**WHAT TO PRODUCE**: In the entries below, spot each line with the word "branch" and copy it.

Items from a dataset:
★ ★ ★
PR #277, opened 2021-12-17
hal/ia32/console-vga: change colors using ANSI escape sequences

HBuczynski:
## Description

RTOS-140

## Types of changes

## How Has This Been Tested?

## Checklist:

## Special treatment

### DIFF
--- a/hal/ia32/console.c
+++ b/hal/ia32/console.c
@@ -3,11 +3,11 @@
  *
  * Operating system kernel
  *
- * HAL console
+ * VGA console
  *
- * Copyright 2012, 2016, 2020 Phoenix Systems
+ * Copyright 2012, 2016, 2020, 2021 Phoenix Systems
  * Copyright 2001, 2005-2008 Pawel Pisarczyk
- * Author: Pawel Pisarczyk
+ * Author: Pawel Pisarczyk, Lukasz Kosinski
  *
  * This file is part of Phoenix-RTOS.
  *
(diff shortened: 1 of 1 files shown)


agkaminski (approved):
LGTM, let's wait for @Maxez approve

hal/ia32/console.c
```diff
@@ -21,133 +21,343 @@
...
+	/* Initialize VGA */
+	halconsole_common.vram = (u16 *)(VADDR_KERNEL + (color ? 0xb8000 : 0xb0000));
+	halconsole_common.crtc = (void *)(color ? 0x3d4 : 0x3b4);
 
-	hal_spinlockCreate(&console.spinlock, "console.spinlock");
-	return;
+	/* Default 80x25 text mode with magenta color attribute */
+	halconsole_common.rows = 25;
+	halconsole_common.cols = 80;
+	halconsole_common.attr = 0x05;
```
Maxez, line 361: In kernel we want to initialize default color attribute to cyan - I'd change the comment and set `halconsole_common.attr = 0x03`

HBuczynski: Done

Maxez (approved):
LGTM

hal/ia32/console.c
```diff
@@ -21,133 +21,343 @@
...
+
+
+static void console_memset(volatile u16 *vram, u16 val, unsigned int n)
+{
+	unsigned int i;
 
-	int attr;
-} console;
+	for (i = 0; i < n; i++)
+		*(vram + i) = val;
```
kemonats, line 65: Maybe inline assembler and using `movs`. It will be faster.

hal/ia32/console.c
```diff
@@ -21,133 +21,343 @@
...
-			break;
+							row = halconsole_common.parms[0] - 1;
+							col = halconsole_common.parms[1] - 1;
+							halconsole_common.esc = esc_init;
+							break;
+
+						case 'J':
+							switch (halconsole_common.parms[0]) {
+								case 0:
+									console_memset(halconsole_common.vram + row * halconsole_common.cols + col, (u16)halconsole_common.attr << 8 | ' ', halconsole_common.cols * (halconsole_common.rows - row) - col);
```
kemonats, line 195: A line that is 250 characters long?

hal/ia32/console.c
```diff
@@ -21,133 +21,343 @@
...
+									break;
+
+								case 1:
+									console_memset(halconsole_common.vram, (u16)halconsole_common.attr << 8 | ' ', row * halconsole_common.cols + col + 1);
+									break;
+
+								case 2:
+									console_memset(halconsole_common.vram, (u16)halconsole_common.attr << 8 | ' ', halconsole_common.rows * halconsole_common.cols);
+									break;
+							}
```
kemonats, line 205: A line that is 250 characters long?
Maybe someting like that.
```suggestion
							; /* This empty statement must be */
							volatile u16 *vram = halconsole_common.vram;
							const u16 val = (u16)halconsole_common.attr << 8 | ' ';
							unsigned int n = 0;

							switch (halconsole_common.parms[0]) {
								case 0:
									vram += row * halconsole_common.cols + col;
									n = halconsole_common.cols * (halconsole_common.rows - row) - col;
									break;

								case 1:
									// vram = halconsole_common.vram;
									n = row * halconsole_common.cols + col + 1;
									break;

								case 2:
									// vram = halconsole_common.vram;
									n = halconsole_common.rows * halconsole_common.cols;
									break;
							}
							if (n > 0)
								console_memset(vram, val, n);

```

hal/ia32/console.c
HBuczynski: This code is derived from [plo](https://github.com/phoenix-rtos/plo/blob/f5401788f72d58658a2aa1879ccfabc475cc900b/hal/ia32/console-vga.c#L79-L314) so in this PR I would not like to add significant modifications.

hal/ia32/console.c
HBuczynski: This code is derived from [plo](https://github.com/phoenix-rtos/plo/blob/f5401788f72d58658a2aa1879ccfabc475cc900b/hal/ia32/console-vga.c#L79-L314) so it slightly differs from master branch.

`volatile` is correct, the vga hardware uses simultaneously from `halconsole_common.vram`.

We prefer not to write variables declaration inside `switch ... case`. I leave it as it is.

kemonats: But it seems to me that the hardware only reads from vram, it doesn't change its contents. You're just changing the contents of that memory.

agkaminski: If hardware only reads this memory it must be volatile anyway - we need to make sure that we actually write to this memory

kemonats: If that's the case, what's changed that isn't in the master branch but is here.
★ ★ ★
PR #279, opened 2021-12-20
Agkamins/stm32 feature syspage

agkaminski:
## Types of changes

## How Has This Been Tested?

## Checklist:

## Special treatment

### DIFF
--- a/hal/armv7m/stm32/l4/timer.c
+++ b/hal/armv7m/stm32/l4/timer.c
★ ★ ★
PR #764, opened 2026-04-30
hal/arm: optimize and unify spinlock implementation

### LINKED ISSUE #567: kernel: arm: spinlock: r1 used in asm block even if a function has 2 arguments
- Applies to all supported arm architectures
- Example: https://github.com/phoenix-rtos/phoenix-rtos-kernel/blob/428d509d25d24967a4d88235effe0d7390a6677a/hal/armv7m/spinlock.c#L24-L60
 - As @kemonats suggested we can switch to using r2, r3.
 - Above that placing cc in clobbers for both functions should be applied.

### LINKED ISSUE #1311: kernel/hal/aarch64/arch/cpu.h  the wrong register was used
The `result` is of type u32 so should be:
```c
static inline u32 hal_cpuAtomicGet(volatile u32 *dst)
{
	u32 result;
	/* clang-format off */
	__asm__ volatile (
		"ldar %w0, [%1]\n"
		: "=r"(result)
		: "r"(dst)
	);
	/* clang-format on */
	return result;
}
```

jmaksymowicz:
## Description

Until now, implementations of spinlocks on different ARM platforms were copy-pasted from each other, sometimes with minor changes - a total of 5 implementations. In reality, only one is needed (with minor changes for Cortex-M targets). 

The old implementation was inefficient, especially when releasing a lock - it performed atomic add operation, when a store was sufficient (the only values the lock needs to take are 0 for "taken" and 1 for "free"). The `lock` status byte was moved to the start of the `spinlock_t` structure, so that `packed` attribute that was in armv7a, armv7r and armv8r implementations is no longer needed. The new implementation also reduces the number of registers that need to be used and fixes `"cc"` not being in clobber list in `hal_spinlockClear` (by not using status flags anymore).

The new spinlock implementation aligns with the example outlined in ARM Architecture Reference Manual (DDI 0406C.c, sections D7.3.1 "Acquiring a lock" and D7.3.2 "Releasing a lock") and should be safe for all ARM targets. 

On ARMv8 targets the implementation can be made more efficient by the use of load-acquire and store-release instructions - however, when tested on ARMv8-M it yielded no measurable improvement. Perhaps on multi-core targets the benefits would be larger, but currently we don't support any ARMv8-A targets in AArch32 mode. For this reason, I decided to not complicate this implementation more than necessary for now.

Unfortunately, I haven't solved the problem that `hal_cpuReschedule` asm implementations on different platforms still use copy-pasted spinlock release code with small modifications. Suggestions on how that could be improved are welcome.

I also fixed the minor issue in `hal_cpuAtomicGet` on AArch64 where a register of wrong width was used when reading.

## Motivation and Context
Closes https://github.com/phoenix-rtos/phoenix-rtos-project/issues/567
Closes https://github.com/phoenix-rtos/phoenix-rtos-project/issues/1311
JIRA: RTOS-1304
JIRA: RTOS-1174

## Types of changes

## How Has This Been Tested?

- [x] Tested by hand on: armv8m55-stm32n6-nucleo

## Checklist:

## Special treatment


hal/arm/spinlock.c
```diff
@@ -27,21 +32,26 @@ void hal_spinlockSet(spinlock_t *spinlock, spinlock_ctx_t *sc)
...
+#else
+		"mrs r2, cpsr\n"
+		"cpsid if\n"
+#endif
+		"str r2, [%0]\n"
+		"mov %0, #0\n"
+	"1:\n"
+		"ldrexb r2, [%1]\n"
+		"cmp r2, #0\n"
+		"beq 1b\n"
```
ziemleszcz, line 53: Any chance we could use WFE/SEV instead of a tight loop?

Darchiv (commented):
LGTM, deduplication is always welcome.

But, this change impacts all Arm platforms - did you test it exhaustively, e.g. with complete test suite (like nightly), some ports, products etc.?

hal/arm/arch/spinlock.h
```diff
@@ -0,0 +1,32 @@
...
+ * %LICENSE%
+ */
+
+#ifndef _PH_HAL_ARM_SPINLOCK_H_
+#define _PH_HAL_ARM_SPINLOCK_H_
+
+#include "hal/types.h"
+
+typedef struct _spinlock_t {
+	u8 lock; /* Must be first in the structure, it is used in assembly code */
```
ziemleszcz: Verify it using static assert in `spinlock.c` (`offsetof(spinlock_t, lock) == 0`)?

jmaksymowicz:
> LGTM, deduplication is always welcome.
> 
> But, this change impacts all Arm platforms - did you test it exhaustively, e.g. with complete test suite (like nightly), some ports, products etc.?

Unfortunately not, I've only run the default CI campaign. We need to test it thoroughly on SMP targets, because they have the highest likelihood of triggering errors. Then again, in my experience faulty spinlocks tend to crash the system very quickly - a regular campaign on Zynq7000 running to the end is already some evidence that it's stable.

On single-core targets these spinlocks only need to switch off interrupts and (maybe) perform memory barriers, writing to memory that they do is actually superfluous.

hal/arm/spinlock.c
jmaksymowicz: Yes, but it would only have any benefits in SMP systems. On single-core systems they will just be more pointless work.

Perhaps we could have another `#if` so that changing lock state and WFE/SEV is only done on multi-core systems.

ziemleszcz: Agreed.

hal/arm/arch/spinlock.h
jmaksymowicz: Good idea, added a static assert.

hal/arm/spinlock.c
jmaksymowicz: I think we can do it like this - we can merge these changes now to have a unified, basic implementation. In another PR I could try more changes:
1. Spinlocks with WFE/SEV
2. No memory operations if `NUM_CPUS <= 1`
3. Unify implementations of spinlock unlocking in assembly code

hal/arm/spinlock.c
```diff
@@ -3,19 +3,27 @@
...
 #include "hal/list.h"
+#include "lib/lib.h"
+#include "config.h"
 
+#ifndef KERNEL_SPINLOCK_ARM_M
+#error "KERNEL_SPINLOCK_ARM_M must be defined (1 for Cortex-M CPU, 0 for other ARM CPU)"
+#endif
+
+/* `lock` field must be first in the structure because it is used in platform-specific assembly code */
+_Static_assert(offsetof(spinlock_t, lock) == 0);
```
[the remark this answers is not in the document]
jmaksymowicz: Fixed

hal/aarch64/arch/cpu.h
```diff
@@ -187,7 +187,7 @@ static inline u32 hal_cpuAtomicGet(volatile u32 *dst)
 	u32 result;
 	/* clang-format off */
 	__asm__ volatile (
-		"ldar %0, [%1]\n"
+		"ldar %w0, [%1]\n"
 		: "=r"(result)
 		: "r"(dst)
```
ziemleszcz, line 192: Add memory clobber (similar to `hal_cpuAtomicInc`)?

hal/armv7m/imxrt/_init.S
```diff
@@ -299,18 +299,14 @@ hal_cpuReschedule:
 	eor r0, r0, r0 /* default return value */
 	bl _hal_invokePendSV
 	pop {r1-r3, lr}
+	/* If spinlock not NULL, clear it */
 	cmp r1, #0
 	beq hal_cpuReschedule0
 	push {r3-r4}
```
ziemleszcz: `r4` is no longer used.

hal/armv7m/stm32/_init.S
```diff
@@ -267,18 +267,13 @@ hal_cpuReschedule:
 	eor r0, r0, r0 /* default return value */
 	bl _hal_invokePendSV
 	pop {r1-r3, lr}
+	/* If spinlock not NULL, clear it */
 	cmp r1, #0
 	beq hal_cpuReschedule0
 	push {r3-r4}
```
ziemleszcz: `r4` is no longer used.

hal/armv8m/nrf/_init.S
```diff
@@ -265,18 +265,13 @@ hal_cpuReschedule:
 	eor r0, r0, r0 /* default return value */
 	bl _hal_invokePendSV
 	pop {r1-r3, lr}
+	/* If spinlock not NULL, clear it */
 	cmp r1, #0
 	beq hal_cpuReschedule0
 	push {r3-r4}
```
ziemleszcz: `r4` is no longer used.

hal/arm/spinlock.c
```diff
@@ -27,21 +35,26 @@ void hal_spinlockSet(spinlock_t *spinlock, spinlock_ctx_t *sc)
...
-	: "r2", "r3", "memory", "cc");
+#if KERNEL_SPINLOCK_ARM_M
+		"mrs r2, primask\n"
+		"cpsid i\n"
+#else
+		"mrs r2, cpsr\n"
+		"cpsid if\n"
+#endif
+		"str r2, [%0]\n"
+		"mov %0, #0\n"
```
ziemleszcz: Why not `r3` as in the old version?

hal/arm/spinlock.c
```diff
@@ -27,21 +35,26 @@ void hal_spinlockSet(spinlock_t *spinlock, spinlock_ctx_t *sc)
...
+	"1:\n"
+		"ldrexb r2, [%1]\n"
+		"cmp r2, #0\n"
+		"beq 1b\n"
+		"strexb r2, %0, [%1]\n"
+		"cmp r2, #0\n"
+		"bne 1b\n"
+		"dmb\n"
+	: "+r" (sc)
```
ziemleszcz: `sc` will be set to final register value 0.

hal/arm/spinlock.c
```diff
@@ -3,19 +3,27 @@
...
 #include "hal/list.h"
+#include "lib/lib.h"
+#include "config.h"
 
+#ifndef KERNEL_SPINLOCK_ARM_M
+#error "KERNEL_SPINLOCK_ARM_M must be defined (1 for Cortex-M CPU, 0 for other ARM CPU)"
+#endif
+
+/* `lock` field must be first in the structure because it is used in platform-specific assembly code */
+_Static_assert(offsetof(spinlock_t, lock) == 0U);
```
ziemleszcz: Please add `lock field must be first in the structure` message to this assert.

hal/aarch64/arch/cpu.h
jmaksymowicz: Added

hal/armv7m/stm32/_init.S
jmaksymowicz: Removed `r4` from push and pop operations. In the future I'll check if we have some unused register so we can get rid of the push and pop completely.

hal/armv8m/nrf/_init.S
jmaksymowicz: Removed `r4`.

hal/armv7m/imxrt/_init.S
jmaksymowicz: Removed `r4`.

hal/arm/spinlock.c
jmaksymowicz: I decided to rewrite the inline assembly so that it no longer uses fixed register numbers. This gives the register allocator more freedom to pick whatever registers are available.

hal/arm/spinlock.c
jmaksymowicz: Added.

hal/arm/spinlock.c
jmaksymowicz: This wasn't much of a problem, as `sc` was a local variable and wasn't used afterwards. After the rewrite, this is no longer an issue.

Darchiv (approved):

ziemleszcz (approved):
★ ★ ★
**YOUR RESPONSE**:
HBuczynski: This code is derived from [plo](https://github.com/phoenix-rtos/plo/blob/f5401788f72d58658a2aa1879ccfabc475cc900b/hal/ia32/console-vga.c#L79-L314) so it slightly differs from master branch.
kemonats: If that's the case, what's changed that isn't in the master branch but is here.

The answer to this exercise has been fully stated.